SOURCE RECORDS
====

PR #22398, opened 2025-02-25
fix: client logger does not send userInfo to external stream

prlanzarin:
### What does this PR do?

- [fix: client logger does not send userInfo to external stream](https://github.com/bigbluebutton/bigbluebutton/commit/6f7cb2071fbcbe04f48ca7ec71a12bf7b9c3e4c4)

====

WHAT IS EXPECTED
Character for character, output the whole material above.

THE COMPLETED TASK
PR #22398, opened 2025-02-25
fix: client logger does not send userInfo to external stream

prlanzarin:
### What does this PR do?

- [fix: client logger does not send userInfo to external stream](https://github.com/bigbluebutton/bigbluebutton/commit/6f7cb2071fbcbe04f48ca7ec71a12bf7b9c3e4c4)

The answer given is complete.